The three coil options illustrate typical design choices for DC solenoids:
- AWG 30 (many turns, thin wire):
High resistance and low current give high inductance but very low magnetic energy.
The coil runs cool but produces only about 13 N of force, which is not practical for most solenoid actuator applications. - AWG 23 (medium wire, baseline design):
Offers a good balance of current, resistance, and ampere-turns.
It delivers more than 300 N of plunger force with manageable copper loss and operates the AISI 1010 core near the start of saturation.
This configuration is the most attractive choice for continuous or duty-cycled DC solenoid operation. - AWG 20 (few turns, thick wire):
Maximizes NI and magnetic energy and reaches almost 500 N of force.
However, the resulting current density produces more than 1.2 kW of I²R loss, which is only acceptable for short-pulse or heavily cooled solenoids.
Across all cases, the results confirm that magnetic energy correlates well with useful solenoid force, whereas inductance alone can be misleading. A high-inductance coil with very low current can store less energy and generate less force than a low-inductance coil with higher current. Keeping the copper fill factor constant allows designers to compare coil options on a fair basis, without bias from extra conductor volume.

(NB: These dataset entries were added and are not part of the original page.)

PR #6421, opened 2019-09-06
Add mldoc recipe

zonuexe:

MLDoc is an extension of ElDoc with a function definition helper and a multiple configuration mechanism.

https://github.com/emacs-php/mldoc

I'm the author.

None needed.

### Checklist

Please confirm with `x`:

### DIFF
--- a/recipes/mldoc
+++ b/recipes/mldoc
@@ -1,0 +1,1 @@
+(mldoc :fetcher github :repo "emacs-php/mldoc")


riscy:
Your minor mode declaration `(define-minor-mode mldoc-mode ...` should handle toggling the mode both off and on, but at the moment only appears to handle turning the mode on.  (See [here](https://www.gnu.org/software/emacs/manual/html_node/elisp/Defining-Minor-Modes.html)).  The automatic turning on of eldoc presents an interesting issue -- should eldoc be turned (back) off when your minor mode is toggled off?  Should it remain on?  I'll leave that part up to you.

In your docstrings, the ``` `backtick/apostrophe' ```-style quoting is typically just used to wrap symbols (and in that way creates hyperlinks in the online help).  So for example this:
```elisp
  "Return propertized string by `ARGS' list, `CURRENT-ARG', `ARG-SEPARATOR' and `ARG-SPEC'."
```
Should probably be written:
```elisp
  "Return propertized string by ARGS list, CURRENT-ARG, ARG-SEPARATOR and ARG-SPEC."
```
and
```elisp
  "Return list for function `propertize' by `PROPERTIZER' alist."
```
Should be written:
```elisp
  "Return list for function `propertize' by PROPERTIZER alist."
```
(Emacs will automatically detect that these capitalized forms are part of your function signature and highlight them in the online help as well).

Hope that helps!

zonuexe:
@riscy Thank you, I fixed.

riscy:
Thanks - I've had some time to look a little more deeply at this.  Just as a general code thing, I notice I'm having trouble evaluating your buffer due to the definition of the minor mode.  It looks like if you don't pass _any_ keyword arguments (e.g. `:group` or `:lighter`) then the arguments "init-value, lighter, and keymap" must be provided.  So I'd recommend supplying `:group` and potentially a customizable `:lighter` to your minor mode to make sure that block is evaluable.

Hopefully that's helpful...

Further, I'm reading your documentation and I am having trouble understanding the workflow for this.  Maybe you can clarify -- is it up to a developer to write additional code in order to support mldoc-style documentation?  Your README has an example, but I am having trouble seeing things end-to-end.

tarsius:
Closing due to inactivity.

PR #6422, opened 2019-09-08
added recipe for org-working-set

marcIhm:

Maintain a small and changing subset of your org-nodes to visit with ease.

https://github.com/marcIhm/org-working-set

I am the author and maintainer of this package.

**None needed**

### Checklist

Please confirm with `x`:

Remark: I use two prefixes for my package: org-working-set- and org-ws-- ; I do this for brevity although package-lint-current-buffer is complaining; I hope this is okay for you.

### DIFF
--- a/recipes/org-working-set
+++ b/recipes/org-working-set
@@ -1,0 +1,2 @@
+(org-working-set :fetcher github
+	   :repo "marcIhm/org-working-set")


alphapapa:
You may find `org-now` interesting.

> Remark: I use two prefixes for my package: org-working-set- and org-ws-- ; I do this for brevity although package-lint-current-buffer is complaining; I hope this is okay for you.

MELPA requires that the prefix guidelines be followed.

riscy:
Yes, and in addition to @alphapapa 's comment, please consider the following:

```
org-working-set.el:416:31:Warning: reference to free variable `org-mode-map'

In org-ws--bottom-of-node:
org-working-set.el:572:60:Warning: reference to free variable
    `org-outline-regexp-bol'

In end of data:
org-working-set.el:725:1:Warning: the following functions are not known to be
    defined: org-entry-get, org-id-get-create, org-with-limited-levels,
    org-clock-in, org-with-point-at, org-id-find, org-goto-marker-or-bmk,
    org-id-get, org-get-heading, org-id-goto, org-format-outline-path,
    org-get-outline-path, org-back-to-heading, org-end-of-subtree,
    org-at-heading-p, org-reveal, org-entry-put, org-show-context,
    org-fill-paragraph
```
It seems like you may need to just `(require 'org)`?

Did you really do the paperwork to sign your package's copyright to the FSF? (`Copyright (C) 2011-2018 Free Software Foundation, Inc.`).  I like to double-check this one just in case.

And some added miscellaneous hints (automated):
- org-working-set.el#L615: It's safer to sharp-quote function names; use `#'identity`
- org-working-set.el#L616: It's safer to sharp-quote function names; use `#'`
- org-working-set.el#L26: Prefer `https` over `http` (if possible)

marcIhm:
Hi, thanx for your feedback !
Addressed all the technical points:
- (require 'org)
- added # to 'identity
- https
- changed org-ws-- into org-working-set--
Regarding org-now: Did not know about it; but I think the use-case is distinct: org-working-set can be helpful if you work on a handful of tasks one after the other; org-now seems better suited for working on tasks simultanously.
And I should mention org-mru-clock too, which has more overlap with org-working-set.
However, I think all use-cases are distinct enough, so I just put a reference of the other two packages into my description.
Best regards
Marc

marcIhm:
Forgot to answer riscy's previous question about the FSF-Paperwork: Yes I can confirm: I did sign the paperwork ! My other package org-index has previously been part of org-contrib, so I had to sign the paperwork back then.

riscy:
Thanks!  I'm looking at the code a little more closely now...

The keymap in `org-working-set--menu-install-keyboard-shortcuts` has a couple issues in it.  
- First, the keymap that it returns is hidden inside the function definition, so it makes it hard for a user to modify.  Defining the keymap at the top level with a `defvar` is usually a good idea because it exposes it to users. 
- Second, linking keystrokes to anonymous lambda commands should usually be avoided and, instead, each one of those lambdas should be a separately defined command.  This way users can fetch help about keystrokes and be linked to actual functions with definitions they can read and modify.  This is beneficial for you as the maintainer too, since it'll let you change the definition of these functions while the mode is running.

The while/progn loop on lines 668--672 is a little surprising -- it may be worth adding a body to it if that's correct, but something seems wrong.

Regarding the use of `message (concat` on lines 251 and 591, you may or may not know that `message` takes f-strings, so you can write e.g. `(message "%s%s." message again)` for example.  Something small I thought I'd point out.

marcIhm:
Hi riscy, seems I overlooked the awaiting-upstream label for a while ... Thanx for your comments !
Especially: I will modify org-working-set--menu-install-keyboard-shortcuts as you suggested.
However, the while/progn loop on lines 668--672 is intended that way, as I need to go through the body at least once.
Finally: My use of message is probably personal taste only, as I think it reads easier that way (eyes only moving in one direction :-)
So I will pick up most of your suggestions, then do some integration with org-mru-clock and then reply again.
Thanx for taking the time, your comments are interesting and helpful !

marcIhm:
Just addressed your main point and added two keymaps org-working-set-circle-keymap and org-working-set-menu-keymap which each have a set of interactive functions bound to various keys. That way users now may change keybindings as they preferred.
Hope, this makes the pull request fit for acceptance ...

riscy:
Great, thanks for that and for your patience with the process. :)  Unfortunately since our last conversation, package-lint has been updated with some more accurate version checks:

<kbd>M-x package-lint-current-buffer</kbd> (using version 20191027.20):
```
3 issues found:

280:21: error: You should depend on (emacs "25.1") or the seq package if you need `seq-intersection'.
281:44: error: You should depend on (emacs "25.1") or the seq package if you need `seq-difference'.
625:7: error: You should depend on (emacs "25.1") if you need `cursor-intangible-mode'.
```

But once these are sorted out, this looks good to merge!

marcIhm:
That was easy :-)
Just incremented the required version ...

riscy:
Great, thanks again for your patience.

PR #6424, opened 2019-09-08
Recipe: Add org-sidebar

alphapapa:

This package presents a helpful sidebar view for Org buffers. At the top is a chronological list of scheduled and deadlined tasks in the current buffer (similar to the Org agenda ,but without all its features), and below that is a list of all other non-done to-do items. If the buffer is narrowed, the sidebar only shows items in the narrowed portion; this allows seeing an overview of tasks in a subtree.

https://github.com/alphapapa/org-sidebar

Author and maintainer.

### Checklist

Please confirm with `x`:

Thanks.

### DIFF
--- a/recipes/org-sidebar
+++ b/recipes/org-sidebar
@@ -1,0 +1,1 @@
+(org-sidebar :fetcher github :repo "alphapapa/org-sidebar")


riscy:
Nice! :)

PR #6427, opened 2019-09-09
Add ‘elpa-deploy’ recipe.

oitofelix:
----

ELPA deployment library

This library provides `elpa-deploy`: a complement to the function
`package-upload-file` from `package-x.el`, which automatizes the
deployment of simple and multi-file packages.  This function
automatizes the upload of a library to an ELPA directory so that no
other action is needed.  Particularly useful for rapid ELPA deployment
aiding testing and releases.  The procedures automatically taken care
of consist of updating the version field of a package source using the
current time-stamp, generating its tar archive if multi-file, and
uploading the results to a specified ELPA directory, while deleting
any previous version of the same package already deployed.

https://github.com/oitofelix/elpa-deploy

I’m the original author.

None needed.

### Checklist

Please confirm with `x`:

### DIFF
--- a/recipes/elpa-deploy
+++ b/recipes/elpa-deploy
@@ -1,0 +1,1 @@
+(elpa-deploy :fetcher github :repo "oitofelix/elpa-deploy")


riscy:
Thanks for this -- you've probably seen my other lint checks.  For this one the only thing I'm seeing on an automated first pass is this one:

- elpa-deploy.el#L10: Use `Version` instead of `Package-Version` (MELPA automatically adds `Package-Version`)

I need to check the documentation around this one, so it may not even be your fault. :)

oitofelix:
Hello Chris,

>   • elpa-deploy.el#L10: Use Version instead of Package-Version (MELPA automatically adds Package-Version)

This has been fixed.

Thank you!

-- 
 88888  FFFFF Bruno Félix Rezende Ribeiro (oitofelix) [0x28D618AF]
 8   8  F     http://oitofelix.freeshell.org/
 88888  FFFF  mailto:oitofelix@gnu.org
 8   8  F     irc://chat.freenode.org/oitofelix
 88888  F     xmpp://oitofelix@riseup.net

riscy:
Hi!  You opened this PR before some recent updates to `package-lint`, which will tell you that you need to depend on Emacs 24.4.  It's a small change, and I was considering grandfathering it in, but it's also a very easy change to make.

Another small thing I notice is that you use unicode in some of the strings you display to users (e.g. `Package definition file ‘%s’ doesn’t exist`).  For usability purposes and for those who might be stuck on simpler terminals, it may be worth converting those to ASCII, but your call.

PIng me when you have `;; Package-Requires: ((emacs "24.4") (f "0.0"))` and we should be all set!

oitofelix:
Hi Chris,


> PIng me when you have ;; Package-Requires: ((emacs "24.4") (f "0.0"))
> and we should be all set!

Done.


> Another small thing I notice is that you use unicode in some of the
> strings you display to users (e.g. Package definition file ‘%s’
> doesn’t exist). For usability purposes and for those who might be
> stuck on simpler terminals, it may be worth converting those to ASCII,
> but your call.

I’d prefer to make that change once the first user in those
circumstances complain about it.


Thanks!

-- 

riscy:
Great, thanks!

PR #6429, opened 2019-09-09
Add :files to org2blog.

grettke:
Now Org2Blog uses README.org in its package so add :files, specifying README.org.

For coil designers, the main conclusion is that the “best” DC solenoid coil is not the one with the most turns or the highest inductance, but the one that achieves sufficient ampere-turns and magnetic energy without exceeding thermal limits. In this example, the AWG 23 coil provides the most practical compromise between force, response time, and heating, while the AWG 20 coil is better suited to pulsed solenoid applications.
All simulations in this coil-design study were performed using EMWorks EMAG on the same 3D solenoid CAD model with AISI 1010 steel for the magnetic circuit.